I guess this is the famous line in the sand. Between this and the refusal of Texas to get on board with 48 other states supporting the Common Core framework for K-12 learning, I fear for my several Texas relatives who are in the public schools. The Civil War is never over, is it?
March 12, 2010By JAMES C. McKINLEY Jr.AUSTIN, Tex. — After three days of turbulent meetings, the Texas Board of Education on Friday voted to approve a social studies curriculum that will put a conservative stamp on history and economics textbooks, stressing the superiority of American capitalism, questioning the Founding Fathers’ commitment to a purely secular government and presenting Republican political philosophies in a more positive light.

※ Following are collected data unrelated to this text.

Issue #192, opened 2020-12-17
Error in request to create release


tacnoman:
Hello everyone

I'm receiving an error when I run the semantic release in last step. The code can create the tag, but after this, there is a request to `/release` that I'm receiving a 400 error code

```
[3:27:32 PM] [semantic-release] [@semantic-release/changelog] › ℹ  Create /tmp/build/group/project-name/CHANGELOG.md
[3:27:32 PM] [semantic-release] › ✔  Completed step "prepare" of plugin "@semantic-release/changelog"
[3:27:33 PM] [semantic-release] › ✔  Created tag v1.3.1
[3:27:33 PM] [semantic-release] › ℹ  Start step "publish" of plugin "@semantic-release/gitlab"
[3:27:33 PM] [semantic-release] › ✖  Failed step "publish" of plugin "@semantic-release/gitlab"
[3:27:33 PM] [semantic-release] › ✖  An error occurred while running semantic-release: HTTPError: Response code 400 (Bad Request)
    at EventEmitter.<anonymous> (/usr/local/lib/node_modules/@semantic-release/gitlab/node_modules/got/dist/source/as-promise.js:118:31)
    at processTicksAndRejections (internal/process/task_queues.js:93:5) {
  pluginName: '@semantic-release/gitlab'
}
HTTPError: Response code 400 (Bad Request)
    at EventEmitter.<anonymous> (/usr/local/lib/node_modules/@semantic-release/gitlab/node_modules/got/dist/source/as-promise.js:118:31)
    at processTicksAndRejections (internal/process/task_queues.js:93:5) {
  pluginName: '@semantic-release/gitlab'
}
```

I start to investigate the problem in code and I put a debug with error message in API:

```
2020-12-17T16:59:53.675Z semantic-release:gitlab error in request: Response code 400 (Bad Request)
2020-12-17T16:59:53.675Z semantic-release:gitlab {"error":"name is missing"}
```

Is required a field called `name` in json data send with GOT.

https://github.com/semantic-release/gitlab/blob/f8957c30a29f851e9400a6a3bbe169d9b9c7cfbb/lib/publish.js#L75
There is no field called `name` in this file

I changed and add a name with any value and I received a 201 code.

Is this a bug, different version or I made something wrong?

Thanks for this

nfriend:
Thanks for this detailed report @tacnoman!

[...]

PR #261, opened 2021-07-23
fix(pipeline): Add name parameter to avoid 400 error

renatocassino:
This PR is related with this issue.

https://github.com/semantic-release/gitlab/issues/192

The Gitlab api is returning error when make a request. The status code is 400 and the error is:

```json
{"error":"name is missing"}
```

### DIFF
--- a/lib/publish.js
+++ b/lib/publish.js
@@ -88,6 +88,7 @@ module.exports = async (pluginConfig, context) => {
   const json = {
     /* eslint-disable camelcase */
     tag_name: gitTag,
+    name: `Bump tag: ${gitTag}`,
     description: notes && notes.trim() ? notes : gitTag,
     milestones,
     assets: {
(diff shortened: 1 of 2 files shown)


merlosy:
This plugin doesn' work anymore without the "name" for all newer version of Gitlab.

lib/publish.js
```diff
@@ -88,6 +88,7 @@ module.exports = async (pluginConfig, context) => {
   const json = {
     /* eslint-disable camelcase */
     tag_name: gitTag,
+    name: `Bump tag: ${gitTag}`,
```
merlosy, line 91: The name could **optionally** be resolved by the plugin config so that:
- if it is defined, the given value is set
- if it is not defined, this value is assigned by default
like:
```js
name: pluginConfig.name || `Bump tag: ${gitTag}`,
```

PR #279, opened 2021-09-22
feat(node-version): raised the minimum required version to v14.17

greg0ire:


languitar:
This would then fix #280

travi:
Thank you for the contribution. There are a few additional changes that we need to include along with these. Would you mind taking a look at https://github.com/semantic-release/github/pull/410/files as an example and including the engines related changes as well?

package.json
```diff
@@ -70,7 +70,7 @@
     "all": true
   },
   "peerDependencies": {
-    "semantic-release": ">=15.8.0 <18.0.0"
+    "semantic-release": ">=15.8.0 <19.0.0"
```
travi, line 73: because of the `engines` change above, only v18 and above satisfy the needs of this package. 
```suggestion
    "semantic-release": ">=18.0.0"
```

travi:
thanks for the update of the engines definition. could you also include the changes to the workflow file so that we run verification against supported node versions, ensuring that our dependency tree continues to meet the updated engines requirements?

> Do I need to also touch the lock file?

yes, the lockfile will need to be updated because of the update to the installed version of semantic-release that was changed in the package.json.

> If yes, how?

running `npm install` locally against your branch should take care of it. since the lockfile is currently using the version 1 format, it would be preferred if you could use a version of npm that is less than v7

greg0ire:
Done?

travi:
> Done?

getting really close. we still need to include the `ls-engines` check in the workflow, like https://github.com/semantic-release/github/pull/410/files#diff-faff1af3d8ff408964a57b2e475f69a6b7c7b71c9978cccc8f471798caac2c88R40-R41 and address my comment about adjusting the peer dependency range. with those two changes, i think we will be good to go.

travi (approved):
thanks a lot!

Issue #174, opened 2020-11-20
Use GitLab generic packages repository for assets


walkafwalka:
The [GitLab generic packages repository](https://docs.gitlab.com/ee/user/packages/generic_packages/index.html) is more suited for storing assets related to releases.

And unlike the current project uploads API, the [documentation explicitly states that the CI_JOB_TOKEN has access to the Packages API](https://docs.gitlab.com/ee/api/README.html#gitlab-ci-job-token).

nfriend:
@walkafwalka Thanks for this! I agree that the Generic Package Registry is a better fit. In fact, this is the direction GitLab itself is taking (see https://gitlab.com/gitlab-org/gitlab/-/issues/255271#note_453907441 and https://gitlab.com/gitlab-org/release-cli/-/issues/68).

I would suggest we wait until GitLab has landed on an specific approach and then updating this plugin to mirror its behavior.

mikaelkaron:
I think this has happened now: https://docs.gitlab.com/ee/user/project/releases/#use-a-generic-package-for-attaching-binaries

mfoti:
I have also an error uploading file with size greater than 100Mb:
`[semantic-release] [@semantic-release/gitlab] › ✖  An error occurred while uploading /builds/[...]/MyPackage-1.0.0-amd64.deb to the GitLab project uploads API:`
Can I try to post a PR?

fgreinacher:
This is now possible, thanks to @JonasSchubert work in #343 🎉

PR #283, opened 2021-10-05
feat: allow generic packages as assets #174

JonasSchubert:
Gitlab allows to add generic packages as assets attached to a release. #174 This is a suggestion to define a list of generics to be published into the generics repository of a project and then to be used as assets for the release.

Similar to `assets`, `generics` can be either an array of strings or an array of objects.
I would limit it to complete file paths (no globs), as (in my understanding) generic packages are limited to one file. (Please correct me if I'm wrong here)

Furthermore `generics` objects can have the properties, `path`, `label` (used for the file path in the generics package URL) and a `status` (default or hidden package).

I tried to avoid code duplications as good as possible by creating external functions. Could have avoided more, but stopped to maintain readability.

Additionally I added the possibility to debug unit tests in VS Code. I can remove this though, if no editor code should be added in this project.

### DIFF
--- a/.vscode/launch.json
+++ b/.vscode/launch.json
@@ -1,0 +1,21 @@
+{
+  // Use IntelliSense to learn about possible attributes.
+  // Hover to view descriptions of existing attributes.
+  // For more information, visit: https://go.microsoft.com/fwlink/?linkid=830387
+  "version": "0.2.0",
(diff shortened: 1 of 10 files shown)


max-petrovich:
Please reopen the PR, I think it would be very helpful!

PR #310, opened 2021-12-14
feat: add HTTP(S) proxy support

b3nk3:
This PR proposes the implementation of a http/https proxy support based on [this PR](https://github.com/semantic-release/gitlab/pull/229)

As pointed out by @alexjfischer on the above PR some extra changes had to be made around gitlab url props, which is included.

This is not my original work, rather a rebase and fixup of the original PR.

I would also like to point out, that we have been running this solution for over 6 months in our production environment.

@travi has raised valid points on the other PR about not taking on tech debt, and recommended the same approach as the GitHub plugin, however based on the extra dependencies and therefore peer dependencies, this implementation is cleaner and poses less risk in support and future tech debt. [More info](https://github.com/semantic-release/gitlab/pull/229#issuecomment-993592863)

Thanks in advance for reviewing. Do let me know if I can be of assistance to get this merged in a timely manner.

PR #316, opened 2022-01-06
feat: Swap got for fetch and adds proxy support

naffers:
An attempt at visualising what changes would be required to align the HTTP client with added proxy support. [As discussed in this thread](https://github.com/semantic-release/gitlab/pull/229#issuecomment-985820194).

There's a fair few differences between the `got` and `fetch` HTTP clients, which has resulted in what I'd consider some less than desirable changes.

Though hopefully this helps visualise some way the extent of the changes being suggested.

For reference the original PR: #229 
b3nk3 PR that refreshes the above: #310

### DIFF
--- a/lib/got-pollyfill-error.js
+++ b/lib/got-pollyfill-error.js
@@ -1,0 +1,8 @@
+module.exports = class GotPollyFillError extends Error {
+  constructor(message, statusCode) {
+    super(message);
+    this.name = 'GotPollyFillError';
+    this.response = {};
+    this.response.statusCode = statusCode;
+  }
+};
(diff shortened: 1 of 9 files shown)


test/verify.test.js
```diff
@@ -509,7 +509,7 @@ test.serial('Throw error if GitLab API return any other errors', async t => {
   const env = {GITLAB_TOKEN: 'gitlab_token'};
   const gitlab = authenticate(env)
     .get(`/projects/${owner}%2F${repo}`)
-    .times(3)
+    .times(1)
```
naffers, line 512: This was changed intentionally so as to not bloat the diffs with additional logic to facilitate what I can only assume was default retry logic contains in the `got` module.

lib/got-pollyfill-error.js
```diff
@@ -0,0 +1,8 @@
+module.exports = class GotPollyFillError extends Error {
```
naffers, line 1: This feels dirty but felt like the path of least resistance without rewriting the error handling

fgreinacher:
Closing this in favor of #310, thanks for your work so far @naffers!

More disgusting details from a March 10 New York Times story: "References to Ralph Nader and Ross Perot are proposed to be removed, while Stonewall Jackson, the Confederate general, is to be listed as a role model for effective leadership, and the ideas in Jefferson Davis’s inaugural address are to be laid side by side with Abraham Lincoln’s speeches."
Friday, March 5, 2010
Every now and then someone tries this one
Trent Franks (R-AZ, which may mean he deserves razzing) may or may not be a distant relation of former congressman Gary Franks (R-CT) who seems to have disappeared after being proudly black and against affirmative action during the 1990s. We'll need Skip Gates to check that out in his next PBS special.
What we know for sure about ol' Trent Franks (and what is it about people named Trent in Congress making racist remarks, anyway?) is this: He famously said a few months ago that President Obama is an "enemy of humanity." Oddly, that remark wasn't considered treasonous or worthy of FBI investigation (that we know of). But he is newly famous for injudiciously suggesting that black people were victims of a greater scourge than slavery.
That's been discussed at length elsewhere, and by some the remark is being dismissed as just a lame attempt at getting brownie points (ironically enough) from the pro-life crowd. I am concerned, though, that there is a never-ending nostalgia among, er, certain folks for the good old days when, uh, certain other folks knew their place, and they'll grasp at any straw (any straw...! You cannot be serious!) to keep the memory of those days alive. Every time you want to go all post-racial and do a national group hug, somebody serves up a gentle reminder as Franks did.